Alibaba Cloud Message Service (MNS) provides services that are accessible over Internet using HTTP. For messages containing sensitive information, how to further increase the security of the network links between a user’s client programs and Alibaba Cloud services? Currently, there are two solutions:
1. The HTTPS domain name for MNS is made available to users, which is being scheduled to happen mid April.
2. Messages to transmit are encrypted to avoid being intercepted.
Here are the best practices to encrypt MNS messages to transmit.
Encrypt messages before they are transmitted;
Decrypt the messages at the recipient end before they are consumed;
Sample code (Java): SecurityQueue.zip
- SeurityQueue.java: provides putMessage, popMessage and deleteMessage interfaces.

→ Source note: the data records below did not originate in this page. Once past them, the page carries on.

PR #3087, opened 2025-12-09
add DECIMAL type support as primary key

gpalanisamyYopp:


v2/sourcedb-to-spanner/src/main/java/com/google/cloud/teleport/v2/source/reader/io/jdbc/uniformsplitter/range/BoundarySplitterFactory.java
```diff
@@ -163,13 +163,25 @@ private static Long splitLongs(Long start, Long end) {
...
+    if (start == null && end == null) {
+      return null;
+    }
+    if (start == null) {
+      start = BigDecimal.ZERO;
+    }
+    if (end == null) {
+      end = BigDecimal.ZERO;
+    }
+    int scale = partitionColumn.getScale();
```
VardhanThigle: Are we adding `getScale()` in [PartitionColum](https://github.com/GoogleCloudPlatform/DataflowTemplates/blob/96d239d6123580ff52f05d78307a7cbee43b7e40/v2/sourcedb-to-spanner/src/main/java/com/google/cloud/teleport/v2/source/reader/io/jdbc/uniformsplitter/range/PartitionColumn.java#L45) in some other PR?

If it's not yet added, please add a `scale()` method there and also add a checkState similar to the [one](https://github.com/GoogleCloudPlatform/DataflowTemplates/blob/96d239d6123580ff52f05d78307a7cbee43b7e40/v2/sourcedb-to-spanner/src/main/java/com/google/cloud/teleport/v2/source/reader/io/jdbc/uniformsplitter/range/PartitionColumn.java#L74) that's there

v2/sourcedb-to-spanner/src/main/java/com/google/cloud/teleport/v2/source/reader/io/jdbc/uniformsplitter/range/BoundarySplitterFactory.java
```diff
@@ -163,13 +163,26 @@ private static Long splitLongs(Long start, Long end) {
...
+      return null;
+    }
+    if (start == null) {
+      start = BigDecimal.ZERO;
+    }
+    if (end == null) {
+      end = BigDecimal.ZERO;
+    }
+
+    int scale = Math.max(start.scale(), end.scale());
```
NicolasRicheYopp, line 195: I think the scale should come from Mysql, not built-in scale of the Java BigDecimal.

Ref the float PR: Where decimalStepSize is added to SourceColumnIndexInfo https://github.com/GoogleCloudPlatform/DataflowTemplates/pull/3016/files#diff-d524f968e49d31273f6f392c3823cb46bada4c10b698b3591193449a0b235c4bR487

Note: Float should be merged first, to reuse that decimalStepSize property for BigDecimal

v2/sourcedb-to-spanner/src/main/java/com/google/cloud/teleport/v2/source/reader/io/jdbc/dialectadapter/mysql/MysqlDialectAdapter.java
```diff
@@ -376,6 +376,7 @@ private ImmutableMap<String, SourceColumnType> getTableCols(
           .put("TINYTEXT", IndexType.STRING)
           .put("DATETIME", IndexType.TIME_STAMP)
           .put("TIMESTAMP", IndexType.TIME_STAMP)
+          .put("DECIMAL", IndexType.NUMERIC)
```
NicolasRicheYopp: Should be IndexType.DECIMAL (to call the BigDecimal splitter)

v2/sourcedb-to-spanner/src/main/java/com/google/cloud/teleport/v2/source/reader/io/jdbc/dialectadapter/mysql/MysqlDialectAdapter.java
```diff
@@ -452,6 +453,16 @@ private ImmutableList<SourceColumnIndexInfo> getTableIndexes(
           stringMaxLength = null;
         }
 
+        BigDecimal decimalStepSize = null;
+        if (indexType.equals(IndexType.FLOAT) || indexType.equals(IndexType.DECIMAL)) {
```
VardhanThigle, line 457: I am not sure if we have `FLOAT` type checked in yet.
Or should I hold on this reivew till `FLOAT` is merged in

v2/sourcedb-to-spanner/src/main/java/com/google/cloud/teleport/v2/source/reader/io/jdbc/dialectadapter/mysql/MysqlDialectAdapter.java
```diff
@@ -452,6 +453,16 @@ private ImmutableList<SourceColumnIndexInfo> getTableIndexes(
...
+          if (numericScale > 0) {
+            decimalStepSize = BigDecimal.ONE.scaleByPowerOfTen(-numericScale);
```
VardhanThigle, line 459: Do we really need to couple this with stepSize or could we handle the scale as is?

My worry here is any rounding error in this exponentiation.

VardhanThigle:
Could we please fix the build?

v2/sourcedb-to-spanner/src/main/java/com/google/cloud/teleport/v2/source/reader/io/jdbc/dialectadapter/mysql/MysqlDialectAdapter.java
rossd-bitquill: This PR has some overlap with the `float` PR.  It would likely be simpler to start with the `float` PR, and then we will rebase this PR on top of that one.

v2/sourcedb-to-spanner/src/main/java/com/google/cloud/teleport/v2/source/reader/io/jdbc/dialectadapter/mysql/MysqlDialectAdapter.java
rossd-bitquill: The scale is explicitly required to calculate the StepSize, as the StepSize is used to calculate the smallest possible difference between two values (later on in the Splitter) and then check for inequality of two values by comparing the difference to the smallest possible difference between two values.

I don't see a way to decouple these two concepts, but I also don't expect to have rounding issues given we are using a BigDecimal and a Java built-in method to perform the exponentiation.  As I understand the BigDecimal type, it is explicitly designed to handle such calculations without loss of precision.

nmemond: @VardhanThigle I think I see what you mean, and I expect working with the scale directly would actually simplify things a bit (I'm thinking it should allow us to use `setScale` and then `unscaledValue` to get a corresponding BigInteger, and then split with that). I'm going to work on swapping out the decimal step size in favour of just the scale itself.

nmemond: I would also say, I personally think it makes more sense for the `SourceColumnIndexInfo` class to have just the numeric scale, and then this gets used in various ways depending on the column type (since at the end of the day, the idea of "scale" is the same for decimal, double, and float, we just make use of it in different ways). But that can be a later improvement/refactoring.

nmemond:
@VardhanThigle I unfortunately don't have permissions to push to the fork and the developer that owns this is out of office for the rest of the year. I've re-created the PR but up-to-date with main and with build and issues fixed in #3119. Please close out this PR.

VardhanThigle:
Should this be rolled back as it has already been taken care of in other PRs.

VardhanThigle:
Closing as discussed over chat. This has been taken care of in other PRs.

Before sending a message to the server, putMessage encrypts the message with the specified key and encryption algorithm.
After receiving the message from the server, popMessage decrypts the message following the specified method and returns the decrypted message.
SecurityKeyGenerator.java is used to generate secretKey to encrypt and decrypt messages.
SecurityQueueDemo.java provides a demo program showing how to use SeurityQueue.
See ReadMe in the attachment for more information.
Encrypting and decrypting messages can somehow compromise performance.
Please do not push unencrypted messages to the encrypted message queue.